Лично я испытывал достаточный интерес и мог бы послушать еще, хотя и не слишком много. Но, по прежнему обладая хорошим чутьем на эффекты, Кемп понял, что привлек внимание публики. Он прервал свой поток воспоминаний и, порывшись под своей низкой кроватью, извлек небольшой свиток.
– Вот вся история, – сказал он. – Называется «Девятидневное чудо Кемпа». Возможно, вы слышали о ней. Здесь изложен мой маленький рассказ, так что вы можете почитать его на досуге.
Он поднял рукопись. На обложке было заглавие – в точности как он прочитал его – и изображение нашего друга, в танце удаляющегося прочь, вместе со своим барабанщиком на заднем плане. Абель потянулся за памфлетом, но Кемп отдернул руку.
– Всего лишь шиллинг, – сказал он. – Или, раз уж вы члены моей старой труппы, девять пенсов. Вы можете приобрести мое описание этого грандиозного путешествия из Лондона в Норидж за каких то девять пенсов. Или – добавим – поскольку вы довольно молодые члены труппы и, следовательно, не располагаете богатствами, как эти жирные старые пайщики, – всего лишь шесть пенсов. Шесть пенсов. Мое последнее слово.
Я ждал, что Абель вынет свой кошелек, но он изобразил сожаление, подняв кверху ладони, опустив уголки рта и пожав плечами. Так что, с некоторой неохотой, я вытащил собственный шестипенсовик – половину моего дневного заработка. Я протянул его Кемпу, отдавшему в обмен свое «Девятидневное чудо». Наклонившись вперед, он дыхнул на меня винными парами. Я тщательно свернул книжечку и засунул ее в свой камзол. Мой шестипенсовик исчез в тонкой жилистой руке Кемпа.

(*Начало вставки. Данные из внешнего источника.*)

PR #6923, opened 2024-09-19
Fix mismatched memory allocation and deallocation.

s-perron:
In NestedNameSpecifier.cpp, the Append function allocates data using `new`:

https://github.com/microsoft/DirectXShaderCompiler/blob/e1bb926f63ba44119577c845e9d7a1a10c0f50e9/tools/clang/lib/AST/NestedNameSpecifier.cpp#L449-L450

However, if it deallocated using `free`:

https://github.com/microsoft/DirectXShaderCompiler/blob/e1bb926f63ba44119577c845e9d7a1a10c0f50e9/tools/clang/lib/AST/NestedNameSpecifier.cpp#L514-L516

This can cause problems. I'm changing the `free` to `delete`.

### DIFF
--- a/tools/clang/lib/AST/NestedNameSpecifier.cpp
+++ b/tools/clang/lib/AST/NestedNameSpecifier.cpp
@@ -512,7 +512,7 @@ operator=(const NestedNameSpecifierLocBuilder &Other) {
   
   // Free our storage, if we have any.
   if (BufferCapacity) {
-    free(Buffer);
+    delete[] Buffer;
     BufferCapacity = 0;
   }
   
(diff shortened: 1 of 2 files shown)


Keenuts (approved):

tools/clang/lib/AST/NestedNameSpecifier.cpp
```diff
@@ -512,7 +512,7 @@ operator=(const NestedNameSpecifierLocBuilder &Other) {
   
   // Free our storage, if we have any.
   if (BufferCapacity) {
-    free(Buffer);
+    delete[] Buffer;
```
damyanp, line 515: Should this (and the other change on line 650) also have the `// HLSL Change: Use overridable operator delete` comment?

damyanp (approved):

tools/clang/lib/AST/NestedNameSpecifier.cpp
s-perron: Done.

PR #6924, opened 2024-09-19
[Validator] Check size of PSV.

### LINKED ISSUE #6817: Allow string table in the PSV0 part to have a different order than DXC during validation

python3kgae:
Check size of PSV part matches the PSVVersion.
Updated DxilPipelineStateValidation::ReadOrWrite to read based on initInfo.PSVVersion.
And return fail when size mismatch in RWMode::Read.

Fixes #6817

### DIFF
--- a/docs/ReleaseNotes.md
+++ b/docs/ReleaseNotes.md
@@ -23,6 +23,7 @@ The included licenses apply to the following files:
 Place release notes for the upcoming release below this line and remove this line upon naming this release.
 
 - The incomplete WaveMatrix implementation has been removed.
+- The DXIL validator supports the string table and semantic index table in any order.
 
 ### Version 1.8.2407
 
--- a/docs/ReleaseNotes.md
+++ b/docs/ReleaseNotes.md
@@ -23,7 +23,7 @@ The included licenses apply to the following files:
 Place release notes for the upcoming release below this line and remove this line upon naming this release.
 
 - The incomplete WaveMatrix implementation has been removed.
-- The DXIL validator supports the string table and semantic index table in any order.
+- DXIL container validation for PSV0 part allows any content ordering inside string and semantic index tables.
 
 ### Version 1.8.2407
 
--- a/include/dxc/DxilContainer/DxilPipelineStateValidation.h
+++ b/include/dxc/DxilContainer/DxilPipelineStateValidation.h
@@ -596,9 +596,12 @@ private:
                    const PSVInitInfo &initInfo = PSVInitInfo(MAX_PSV_VERSION));
 
 public:
-  bool InitFromPSV0(const void *pBits, uint32_t size,
-                    uint32_t PSVVersion = MAX_PSV_VERSION) {
-    return ReadOrWrite(pBits, &size, RWMode::Read, PSVInitInfo(PSVVersion));
+  bool InitFromPSV0(const void *pBits, uint32_t size) {
+    return ReadOrWrite(pBits, &size, RWMode::Read);
+  }
+
+  bool InitFromPSV0(const void *pBits, uint32_t *pSize, uint32_t PSVVersion) {
+    return ReadOrWrite(pBits, pSize, RWMode::Read, PSVInitInfo(PSVVersion));
   }
 
   // Initialize a new buffer
@@ -1084,8 +1087,7 @@ DxilPipelineStateValidation::ReadOrWrite(const void *pBits, uint32_t *pSize,
     *pSize = rw.GetSize();
     m_pPSVRuntimeInfo1 = nullptr; // clear ptr to tempRuntimeInfo
   } else if (mode == RWMode::Read) {
-    if (rw.GetSize() != rw.GetOffset())
-      return false;
+    *pSize = rw.GetOffset();
   }
   return true;
 }
--- a/include/dxc/DxilContainer/DxilPipelineStateValidation.h
+++ b/include/dxc/DxilContainer/DxilPipelineStateValidation.h
@@ -554,6 +554,7 @@ public:
 
     uint32_t GetSize() { return Size; }
     RWMode GetMode() { return Mode; }
+    uint32_t GetOffset() { return Offset; }
 
     // Return true if size fits in remaing buffer.
     bool CheckBounds(size_t size);
@@ -595,8 +596,9 @@ private:
                    const PSVInitInfo &initInfo = PSVInitInfo(MAX_PSV_VERSION));
 
 public:
-  bool InitFromPSV0(const void *pBits, uint32_t size) {
-    return ReadOrWrite(pBits, &size, RWMode::Read);
+  bool InitFromPSV0(const void *pBits, uint32_t size,
+                    uint32_t PSVVersion = MAX_PSV_VERSION) {
+    return ReadOrWrite(pBits, &size, RWMode::Read, PSVInitInfo(PSVVersion));
   }
 
   // Initialize a new buffer
@@ -937,12 +939,15 @@ DxilPipelineStateValidation::ReadOrWrite(const void *pBits, uint32_t *pSize,
 
   PSV_RETB(rw.MapValue(&m_uPSVRuntimeInfoSize, initInfo.RuntimeInfoSize()));
   PSV_RETB(rw.MapArray(&m_pPSVRuntimeInfo0, 1, m_uPSVRuntimeInfoSize));
-  AssignDerived(&m_pPSVRuntimeInfo1, m_pPSVRuntimeInfo0,
-                m_uPSVRuntimeInfoSize); // failure ok
-  AssignDerived(&m_pPSVRuntimeInfo2, m_pPSVRuntimeInfo0,
-                m_uPSVRuntimeInfoSize); // failure ok
-  AssignDerived(&m_pPSVRuntimeInfo3, m_pPSVRuntimeInfo0,
-                m_uPSVRuntimeInfoSize); // failure ok
+  if (initInfo.PSVVersion > 0)
+    AssignDerived(&m_pPSVRuntimeInfo1, m_pPSVRuntimeInfo0,
+                  m_uPSVRuntimeInfoSize); // failure ok
+  if (initInfo.PSVVersion > 1)
+    AssignDerived(&m_pPSVRuntimeInfo2, m_pPSVRuntimeInfo0,
+                  m_uPSVRuntimeInfoSize); // failure ok
+  if (initInfo.PSVVersion > 2)
+    AssignDerived(&m_pPSVRuntimeInfo3, m_pPSVRuntimeInfo0,
+                  m_uPSVRuntimeInfoSize); // failure ok
 
   // In RWMode::CalcSize, use temp runtime info to hold needed values from
   // initInfo
@@ -1078,6 +1083,9 @@ DxilPipelineStateValidation::ReadOrWrite(const void *pBits, uint32_t *pSize,
   if (mode == RWMode::CalcSize) {
     *pSize = rw.GetSize();
     m_pPSVRuntimeInfo1 = nullptr; // clear ptr to tempRuntimeInfo
+  } else if (mode == RWMode::Read) {
+    if (rw.GetSize() != rw.GetOffset())
+      return false;
   }
   return true;
 }
--- a/include/dxc/DxilContainer/DxilPipelineStateValidation.h
+++ b/include/dxc/DxilContainer/DxilPipelineStateValidation.h
@@ -223,7 +223,8 @@ struct PSVStringTable {
   PSVStringTable() : Table(nullptr), Size(0) {}
   PSVStringTable(const char *table, uint32_t size) : Table(table), Size(size) {}
   const char *Get(uint32_t offset) const {
-    assert(offset < Size && Table && Table[Size - 1] == '\0');
+    if (!(offset < Size && Table && Table[Size - 1] == '\0'))
+      return nullptr;
     return Table + offset;
   }
 };
@@ -341,7 +342,8 @@ struct PSVSemanticIndexTable {
   PSVSemanticIndexTable(const uint32_t *table, uint32_t entries)
       : Table(table), Entries(entries) {}
   const uint32_t *Get(uint32_t offset) const {
-    assert(offset < Entries && Table);
+    if (!(offset < Entries && Table))
+      return nullptr;
     return Table + offset;
   }
 };
@@ -554,7 +556,6 @@ public:
 
     uint32_t GetSize() { return Size; }
     RWMode GetMode() { return Mode; }
-    uint32_t GetOffset() { return Offset; }
 
     // Return true if size fits in remaing buffer.
     bool CheckBounds(size_t size);
@@ -600,10 +601,6 @@ public:
     return ReadOrWrite(pBits, &size, RWMode::Read);
   }
 
-  bool InitFromPSV0(const void *pBits, uint32_t *pSize, uint32_t PSVVersion) {
-    return ReadOrWrite(pBits, pSize, RWMode::Read, PSVInitInfo(PSVVersion));
-  }
-
   // Initialize a new buffer
   // call with null pBuffer to get required size
 
@@ -640,7 +637,8 @@ public:
   _T *GetRecord(void *pRecords, uint32_t recordSize, uint32_t numRecords,
                 uint32_t index) const {
     if (pRecords && index < numRecords && sizeof(_T) <= recordSize) {
-      assert((size_t)index * (size_t)recordSize <= UINT_MAX);
+      if (!((size_t)index * (size_t)recordSize <= UINT_MAX))
+        return nullptr;
       return reinterpret_cast<_T *>(reinterpret_cast<uint8_t *>(pRecords) +
                                     (index * recordSize));
     }
@@ -1086,8 +1084,6 @@ DxilPipelineStateValidation::ReadOrWrite(const void *pBits, uint32_t *pSize,
   if (mode == RWMode::CalcSize) {
     *pSize = rw.GetSize();
     m_pPSVRuntimeInfo1 = nullptr; // clear ptr to tempRuntimeInfo
-  } else if (mode == RWMode::Read) {
-    *pSize = rw.GetOffset();
   }
   return true;
 }
@@ -1132,6 +1128,10 @@ void InitPSVResourceBinding(PSVResourceBindInfo0 *, PSVResourceBindInfo1 *,
 void InitPSVSignatureElement(PSVSignatureElement0 &E,
                              const DxilSignatureElement &SE,
                              bool i1ToUnknownCompat);
+
+// Setup PSVInitInfo with DxilModule.
+// Note that the StringTable and PSVSemanticIndexTable are not done.
+void SetupPSVInitInfo(PSVInitInfo &InitInfo, const DxilModule &DM);
 
 // Setup shader properties for PSVRuntimeInfo* with DxilModule.
 void SetShaderProps(PSVRuntimeInfo0 *pInfo, const DxilModule &DM);
--- a/include/dxc/DxilContainer/DxilPipelineStateValidation.h
+++ b/include/dxc/DxilContainer/DxilPipelineStateValidation.h
@@ -940,15 +940,12 @@ DxilPipelineStateValidation::ReadOrWrite(const void *pBits, uint32_t *pSize,
 
   PSV_RETB(rw.MapValue(&m_uPSVRuntimeInfoSize, initInfo.RuntimeInfoSize()));
   PSV_RETB(rw.MapArray(&m_pPSVRuntimeInfo0, 1, m_uPSVRuntimeInfoSize));
-  if (initInfo.PSVVersion > 0)
-    AssignDerived(&m_pPSVRuntimeInfo1, m_pPSVRuntimeInfo0,
-                  m_uPSVRuntimeInfoSize); // failure ok
-  if (initInfo.PSVVersion > 1)
-    AssignDerived(&m_pPSVRuntimeInfo2, m_pPSVRuntimeInfo0,
-                  m_uPSVRuntimeInfoSize); // failure ok
-  if (initInfo.PSVVersion > 2)
-    AssignDerived(&m_pPSVRuntimeInfo3, m_pPSVRuntimeInfo0,
-                  m_uPSVRuntimeInfoSize); // failure ok
+  AssignDerived(&m_pPSVRuntimeInfo1, m_pPSVRuntimeInfo0,
+                m_uPSVRuntimeInfoSize); // failure ok
+  AssignDerived(&m_pPSVRuntimeInfo2, m_pPSVRuntimeInfo0,
+                m_uPSVRuntimeInfoSize); // failure ok
+  AssignDerived(&m_pPSVRuntimeInfo3, m_pPSVRuntimeInfo0,
+                m_uPSVRuntimeInfoSize); // failure ok
 
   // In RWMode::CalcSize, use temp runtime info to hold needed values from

– Благодарю, мастер… Невилл?
– Ревилл, Ник Ревилл.
– Скажите мне честно, как у нас там дела.
– У нас?
– Ну, в труппе.
Насмешливое, почти глумливое обращение исчезло. Не было больше ни Дурбеджа, ни Клякспира. Просто «у нас». Глубоко внутри Кемп оставался одним из «Слуг лорд камергера». С этой труппой он провел лучшие годы жизни. Впервые с того момента, как я переступил порог этой комнаты, я почувствовал некоторую жалость.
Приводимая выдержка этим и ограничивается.